Problem to solve:
Look at each line below and tally those holding "licensing"; answer with that figure and nothing else.

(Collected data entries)

-------

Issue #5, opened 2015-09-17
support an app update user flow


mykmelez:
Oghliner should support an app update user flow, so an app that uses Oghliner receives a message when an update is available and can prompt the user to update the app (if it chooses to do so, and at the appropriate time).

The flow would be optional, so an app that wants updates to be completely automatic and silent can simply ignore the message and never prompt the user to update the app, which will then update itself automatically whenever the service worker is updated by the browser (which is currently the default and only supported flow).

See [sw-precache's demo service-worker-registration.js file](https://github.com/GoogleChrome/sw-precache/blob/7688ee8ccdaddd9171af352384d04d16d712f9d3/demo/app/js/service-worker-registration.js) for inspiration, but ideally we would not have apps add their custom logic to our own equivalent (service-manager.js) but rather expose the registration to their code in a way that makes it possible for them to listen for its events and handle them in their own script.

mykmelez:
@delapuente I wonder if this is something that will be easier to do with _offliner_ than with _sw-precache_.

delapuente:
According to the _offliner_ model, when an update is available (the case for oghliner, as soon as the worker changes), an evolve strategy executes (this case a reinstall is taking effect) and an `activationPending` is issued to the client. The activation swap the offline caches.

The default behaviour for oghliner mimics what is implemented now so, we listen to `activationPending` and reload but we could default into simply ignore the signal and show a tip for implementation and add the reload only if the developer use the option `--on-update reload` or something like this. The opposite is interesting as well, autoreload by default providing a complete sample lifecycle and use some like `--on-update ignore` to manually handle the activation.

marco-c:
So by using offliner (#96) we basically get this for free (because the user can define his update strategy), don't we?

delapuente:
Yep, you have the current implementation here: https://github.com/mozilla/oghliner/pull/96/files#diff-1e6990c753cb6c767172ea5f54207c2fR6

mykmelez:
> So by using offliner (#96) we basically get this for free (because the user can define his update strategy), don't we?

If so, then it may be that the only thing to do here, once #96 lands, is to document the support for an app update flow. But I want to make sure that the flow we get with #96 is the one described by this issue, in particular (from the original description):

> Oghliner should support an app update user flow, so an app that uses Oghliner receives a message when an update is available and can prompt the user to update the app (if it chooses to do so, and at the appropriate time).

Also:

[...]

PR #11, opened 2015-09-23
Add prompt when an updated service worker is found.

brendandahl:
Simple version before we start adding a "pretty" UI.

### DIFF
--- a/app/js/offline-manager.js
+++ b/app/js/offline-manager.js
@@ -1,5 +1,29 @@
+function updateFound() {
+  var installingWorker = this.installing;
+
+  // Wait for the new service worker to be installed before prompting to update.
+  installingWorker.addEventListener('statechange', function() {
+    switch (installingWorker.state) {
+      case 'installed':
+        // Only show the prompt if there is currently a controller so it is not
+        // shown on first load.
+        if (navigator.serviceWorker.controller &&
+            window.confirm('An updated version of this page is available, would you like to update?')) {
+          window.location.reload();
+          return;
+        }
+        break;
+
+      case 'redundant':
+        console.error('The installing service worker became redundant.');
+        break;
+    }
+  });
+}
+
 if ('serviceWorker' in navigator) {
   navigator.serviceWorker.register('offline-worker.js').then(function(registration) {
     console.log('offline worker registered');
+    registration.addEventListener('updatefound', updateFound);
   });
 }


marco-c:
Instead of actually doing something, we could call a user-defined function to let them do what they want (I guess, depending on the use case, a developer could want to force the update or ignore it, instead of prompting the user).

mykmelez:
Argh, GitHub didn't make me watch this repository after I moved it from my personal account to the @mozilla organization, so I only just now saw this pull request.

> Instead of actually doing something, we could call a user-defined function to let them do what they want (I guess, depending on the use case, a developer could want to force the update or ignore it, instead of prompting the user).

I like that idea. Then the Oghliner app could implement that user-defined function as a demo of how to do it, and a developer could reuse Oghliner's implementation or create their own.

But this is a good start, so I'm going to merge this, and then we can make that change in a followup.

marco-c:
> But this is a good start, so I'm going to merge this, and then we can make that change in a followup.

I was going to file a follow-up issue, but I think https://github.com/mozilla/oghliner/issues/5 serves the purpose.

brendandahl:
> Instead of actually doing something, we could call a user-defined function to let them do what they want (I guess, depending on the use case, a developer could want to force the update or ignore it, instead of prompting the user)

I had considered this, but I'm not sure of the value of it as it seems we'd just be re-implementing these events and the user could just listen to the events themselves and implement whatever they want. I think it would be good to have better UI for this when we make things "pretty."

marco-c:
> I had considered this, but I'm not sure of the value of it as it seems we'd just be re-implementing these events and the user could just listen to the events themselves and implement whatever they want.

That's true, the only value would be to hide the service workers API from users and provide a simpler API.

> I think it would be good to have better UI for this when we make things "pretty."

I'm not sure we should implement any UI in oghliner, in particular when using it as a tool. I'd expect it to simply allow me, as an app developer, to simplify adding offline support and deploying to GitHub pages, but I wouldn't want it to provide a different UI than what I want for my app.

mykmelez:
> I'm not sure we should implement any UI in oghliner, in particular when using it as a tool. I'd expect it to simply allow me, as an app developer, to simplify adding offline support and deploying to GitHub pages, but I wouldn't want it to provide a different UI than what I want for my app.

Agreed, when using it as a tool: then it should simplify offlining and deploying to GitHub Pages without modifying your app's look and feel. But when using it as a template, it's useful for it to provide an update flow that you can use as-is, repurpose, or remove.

-------

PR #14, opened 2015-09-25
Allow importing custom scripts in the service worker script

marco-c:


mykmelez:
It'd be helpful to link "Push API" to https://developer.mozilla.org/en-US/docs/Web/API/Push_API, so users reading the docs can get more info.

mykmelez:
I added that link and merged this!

-------

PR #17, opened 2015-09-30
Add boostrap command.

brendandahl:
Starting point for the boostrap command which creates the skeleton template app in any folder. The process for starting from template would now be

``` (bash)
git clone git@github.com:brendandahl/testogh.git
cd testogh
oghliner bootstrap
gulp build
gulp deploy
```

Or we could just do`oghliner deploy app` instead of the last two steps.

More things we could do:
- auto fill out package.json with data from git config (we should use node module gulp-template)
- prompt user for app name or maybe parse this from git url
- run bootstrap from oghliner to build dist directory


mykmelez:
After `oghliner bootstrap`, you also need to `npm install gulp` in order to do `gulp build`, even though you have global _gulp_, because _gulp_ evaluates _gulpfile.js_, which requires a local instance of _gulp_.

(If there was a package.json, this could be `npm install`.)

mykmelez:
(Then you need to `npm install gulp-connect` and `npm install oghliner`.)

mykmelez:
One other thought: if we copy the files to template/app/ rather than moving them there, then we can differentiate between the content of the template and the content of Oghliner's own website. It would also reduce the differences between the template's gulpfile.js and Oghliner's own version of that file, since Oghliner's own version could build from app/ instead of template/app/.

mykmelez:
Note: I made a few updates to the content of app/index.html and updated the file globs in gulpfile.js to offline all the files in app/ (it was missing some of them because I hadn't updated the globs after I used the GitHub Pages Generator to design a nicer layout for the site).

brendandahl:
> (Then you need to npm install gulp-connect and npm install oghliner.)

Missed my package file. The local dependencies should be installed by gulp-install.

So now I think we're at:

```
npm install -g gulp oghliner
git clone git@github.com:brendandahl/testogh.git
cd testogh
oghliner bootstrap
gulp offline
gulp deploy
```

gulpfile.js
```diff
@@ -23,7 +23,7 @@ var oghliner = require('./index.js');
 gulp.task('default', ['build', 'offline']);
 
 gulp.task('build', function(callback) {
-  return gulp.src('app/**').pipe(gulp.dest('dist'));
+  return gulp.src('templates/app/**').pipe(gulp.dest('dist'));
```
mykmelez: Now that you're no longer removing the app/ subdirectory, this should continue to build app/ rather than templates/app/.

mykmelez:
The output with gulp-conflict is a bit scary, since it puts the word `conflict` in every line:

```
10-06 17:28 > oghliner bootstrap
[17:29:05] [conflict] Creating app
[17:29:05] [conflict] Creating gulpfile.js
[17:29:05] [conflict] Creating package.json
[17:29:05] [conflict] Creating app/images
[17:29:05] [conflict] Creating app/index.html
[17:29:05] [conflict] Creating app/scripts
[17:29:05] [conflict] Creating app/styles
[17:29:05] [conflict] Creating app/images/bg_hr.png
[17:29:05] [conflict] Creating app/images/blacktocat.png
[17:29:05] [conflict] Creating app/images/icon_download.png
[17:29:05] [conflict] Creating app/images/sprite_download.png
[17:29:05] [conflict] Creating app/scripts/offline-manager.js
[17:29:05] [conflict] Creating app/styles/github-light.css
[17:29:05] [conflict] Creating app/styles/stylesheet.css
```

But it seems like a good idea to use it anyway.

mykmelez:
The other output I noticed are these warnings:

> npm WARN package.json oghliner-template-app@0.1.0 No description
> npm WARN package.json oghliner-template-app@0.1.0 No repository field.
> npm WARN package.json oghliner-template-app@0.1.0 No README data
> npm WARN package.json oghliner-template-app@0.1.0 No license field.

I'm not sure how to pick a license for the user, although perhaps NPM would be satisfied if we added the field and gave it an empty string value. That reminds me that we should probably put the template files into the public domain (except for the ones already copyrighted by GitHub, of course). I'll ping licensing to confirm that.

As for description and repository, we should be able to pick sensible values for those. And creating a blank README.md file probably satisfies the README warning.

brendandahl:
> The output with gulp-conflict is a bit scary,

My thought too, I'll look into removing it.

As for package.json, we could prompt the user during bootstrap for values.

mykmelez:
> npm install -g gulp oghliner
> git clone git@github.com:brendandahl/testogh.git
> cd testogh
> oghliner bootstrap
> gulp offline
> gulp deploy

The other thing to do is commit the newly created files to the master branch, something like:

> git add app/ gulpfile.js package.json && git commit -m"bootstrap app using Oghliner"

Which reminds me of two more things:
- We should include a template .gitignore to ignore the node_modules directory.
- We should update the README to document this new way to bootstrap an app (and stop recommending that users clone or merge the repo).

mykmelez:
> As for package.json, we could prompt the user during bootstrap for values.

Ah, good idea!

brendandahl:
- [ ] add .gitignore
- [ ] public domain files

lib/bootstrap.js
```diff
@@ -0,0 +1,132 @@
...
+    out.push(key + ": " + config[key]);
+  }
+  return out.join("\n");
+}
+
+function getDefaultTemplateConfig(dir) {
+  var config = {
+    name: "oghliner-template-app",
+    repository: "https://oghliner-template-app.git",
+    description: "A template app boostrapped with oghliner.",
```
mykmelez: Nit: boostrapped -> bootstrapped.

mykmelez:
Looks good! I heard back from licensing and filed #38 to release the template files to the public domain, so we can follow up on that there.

-------

Result of this task:
2